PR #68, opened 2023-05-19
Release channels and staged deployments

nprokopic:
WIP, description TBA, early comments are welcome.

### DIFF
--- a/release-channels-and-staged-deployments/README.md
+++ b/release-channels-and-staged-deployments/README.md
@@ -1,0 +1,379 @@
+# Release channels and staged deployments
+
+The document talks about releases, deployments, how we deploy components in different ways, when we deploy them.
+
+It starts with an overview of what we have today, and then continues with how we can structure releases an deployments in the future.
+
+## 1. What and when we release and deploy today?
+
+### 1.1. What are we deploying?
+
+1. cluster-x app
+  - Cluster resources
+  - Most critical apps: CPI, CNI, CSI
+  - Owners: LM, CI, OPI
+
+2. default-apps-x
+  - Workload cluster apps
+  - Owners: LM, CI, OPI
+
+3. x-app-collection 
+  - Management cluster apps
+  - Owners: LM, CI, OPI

---

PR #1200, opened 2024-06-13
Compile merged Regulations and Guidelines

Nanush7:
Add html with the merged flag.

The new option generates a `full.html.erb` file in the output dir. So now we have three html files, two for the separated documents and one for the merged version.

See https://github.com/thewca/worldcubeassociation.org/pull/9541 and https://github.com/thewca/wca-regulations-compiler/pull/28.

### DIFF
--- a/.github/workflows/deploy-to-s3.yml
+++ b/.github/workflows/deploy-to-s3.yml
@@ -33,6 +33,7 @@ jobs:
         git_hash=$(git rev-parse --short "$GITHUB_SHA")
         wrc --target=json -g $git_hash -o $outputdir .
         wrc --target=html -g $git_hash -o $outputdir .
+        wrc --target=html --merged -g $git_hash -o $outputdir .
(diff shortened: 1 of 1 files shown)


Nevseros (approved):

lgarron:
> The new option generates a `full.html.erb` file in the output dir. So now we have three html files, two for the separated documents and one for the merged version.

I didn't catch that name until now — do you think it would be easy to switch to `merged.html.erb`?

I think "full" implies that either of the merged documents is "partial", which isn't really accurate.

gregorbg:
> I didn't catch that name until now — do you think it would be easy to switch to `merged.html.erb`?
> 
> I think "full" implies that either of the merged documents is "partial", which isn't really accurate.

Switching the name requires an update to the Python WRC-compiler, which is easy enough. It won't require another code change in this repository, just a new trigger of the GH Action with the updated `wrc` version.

*PROBLEM TO WORK ON*: Find the lines in the data that hold the word "either". Reply with how many there are and nothing more.

*EXPECTED OUTPUT*: 2